Ich habe möglicherweise einen Trick entdekt, wie man Applets "transparent" bekommt. Und zwar übergebe ich dem Applet ganz einfach seine Position (Linke Obere Ecke) und die Bild-Datei welches es Verdeckt als Parameter. Klappt auch alles ganz gut, bis zu dem Zeitpunkt, an dem das Fenster ser Seite in der Grösse verändert wird. Nun stimmt nämlich auch die Position des Applets nicht mehr, und es kopiert den falschen bereich der Bild-Datei.

Daher meine Frage: Lässt sich die Position des Appletts auf der Seite irgendwie vom Applet selbst in Erfahrung bringen?

cu


----------



## stev.glasow (5. Feb 2005)

Wieso so ändert sich die Position? Bleibt die relative Position zur linken oberen Ecke nicht immer gleich?


----------



## Spacerat (5. Feb 2005)

Äh... Natürlich! Aber die Position des Applets auf der Seite selbst (und damit der Teil des Bild-Ausschnitts der dadurch verdeckt wird) ist eine andere. Das Applet hat also nach einem Window-Resize immer noch den alten Teil des Bildes als Hintergrund. Und da das Applet weder die onresize-Eigenschaft von HTML kennt noch ich diesem seine neue Position über neue Parameter übergeben kann (Parameter können nur beim Laden der Seite übergeben werden), bräuchte ich eine Möglichkeit die Absolute Position des Applets über dieses selbst zu erfahren.


----------



## Bleiglanz (5. Feb 2005)

mit css position absolute für das hinter dem applet liegende bild UND ein div rund um das applet genauso


----------



## Spacerat (23. Feb 2005)

Hörte sich schon ganz gut an. Das Problem ist  allerdings, das das Applet vielmehr den Hintergrund auf dem es liegt beim laden, vergrössern, verkleinern und möglicherweise beim bewegen des Browserfensters kopieren, und den in Frage kommenden Ausschnitt selbst als Hintergrund anzeigen soll.
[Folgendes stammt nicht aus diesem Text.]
PR #193, opened 2026-07-20
 Require the dataset adapter everywhere, retire None fallbacks (Step 5/5 of Modularization)

SBose-12:
## Summary

Step 5 of the multi-dataset migration: every pipeline stage that adopted the
adapter in Steps 2-4 (`tabular/cohort.py`, `tabular/train.py`,
`modeling/ablation.py`, `segmentation/batch_segmentation.py`,
`graph_extraction/pipeline.py`) now *requires* one instead of tolerating
`adapter=None` — the hardcoded MAMA-MIA fallback logic those functions used
to fall back to is deleted, not just made unreachable.
`cohorts/factory.py` gains `require_adapter_from_config` /
`require_imaging_adapter_from_config`, which raise a clear error naming the
missing `dataset:` block instead of returning `None`.

Two real bugs surfaced by making the adapter mandatory, both fixed here
(neither was live in production before this branch, but both would have
broken it the moment the adapter became required):

- `MamaMiaDataset` had no "all cohorts" mode. Production imaging Slurm jobs
  process the whole MAMA-MIA tree across all four cohorts in one job; forcing
  a single cohort choice would have silently scoped those jobs to 1/4 of the
  data. `cohort=None` now means no discovery filter, verified byte-identical
  to the old unfiltered `find_nii_files` walk.
- `_base_name_for` in `batch_segmentation.py` unconditionally prefixed the
  intermediate filename with `case_id` whenever an adapter was given —
  correct for UChicago's collision-prone flat filenames, but wrong for
  MAMA-MIA (whose filenames already embed the case id): output would have
  come out `DUKE_001_DUKE_001_0000` instead of `DUKE_001_0000`. Fixed with a
  regression test.

Also closes a Step 4 follow-up: `modeling/ablation.py` built an adapter but
never applied provided folds / patient grouping / `report_by`, so an
ablation matrix over a dataset with provided folds silently ignored them.
Brought to parity with `tabular/train.py`, with tests pinning why folds are
applied once per arm but group keys resolve fresh per (arm, family, mode).

24 MAMA-MIA tabular configs gained a `dataset:` block; three imaging Slurm
scripts now pass `--dataset-name`/`--dataset-root` (with an unrelated
pre-existing `--study-id`/`--case-id` bug fixed in passing); the now-obsolete
`scripts/validate_adapter_feature_parity.py` (its whole purpose was comparing
`adapter=None` vs. `adapter=<real>` output) is deleted.

**Base note:** targets `feat/adapter-in-qc` (#192), not `main` — #192 hasn't
merged yet and this branch depends on its Step 4 work (the imaging-route
retirement, `report_by` fail-loud behavior, etc.). Retarget to `main` once
#192 merges.

**Open with Anna** (carried over, not resolved here): whether `cohort`
selection belongs somewhere other than the adapter for multi-cohort tabular
runs — see `modularization-status.md` item 5.

## Test plan

- [x] `pytest tests/ -q` — 173 passed / 2 skipped (up from 165/2; the 2 skips
      are pre-existing `torch_geometric` importorskips)
- [x] `segmentation/tests/test_adapter_seam.py` — all 9 checks pass,
      including the new double-prefix regression check
- [x] `segmentation/tests/test_preprocess_parallel.py` — passes
- [x] `ruff check` / `ruff format --check` clean on every changed file
- [ ] Real Slurm smoke run of the updated imaging scripts (only exercised by
      CPU-only synthetic-data tests so far, not an actual GPU job)

🤖 Generated with [Claude Code](https://claude.com/claude-code)


annawoodard (approved):
Great work, Sarit!! You've followed the adapter contract through segmentation, graph extraction, tabular modeling, ablations, configs, and Slurm, and I especially like that the UChicago imaging route now fails closed instead of allowing the wrong pipeline to run silently. I found just two concrete things to fix. First, `slurm/submit_improved_feature_selection.slurm` still calls `prepare_data(config, outdir)` without the now-required adapter, so that job will fail with a missing-argument error. Please build the adapter with `require_adapter_from_config(config)` and pass `adapter=adapter`. Second, please update the graph-extraction commands in the root `README` and `graph_extraction/README.md`: they now need `--dataset-name` and `--dataset-root`, and the graph README still uses `--study-id` rather than `--case-id`. Finally, #192 has now been squash-merged, so please merge or rebase current main into this branch and resolve the resulting conflicts. Once those are addressed and CI passes again, please merge. I'm approving, assuming you'll address these before merging. Great job!!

Dabei soll (oder darf) das Applet jedoch keine Absolute Posiition haben (als ich davon sprach meinte ich die Absolute Screen-Position, welche über die AccessibleComponent.class zu erreichen ist). Für eine Lösung wäre ein Zugriff über ein DOM- oder JavaScript-Interface hilfreich (lieber wäre mir dabei natürlich DOM). Aber trotzdem erstmal Thanks for HELP.


----------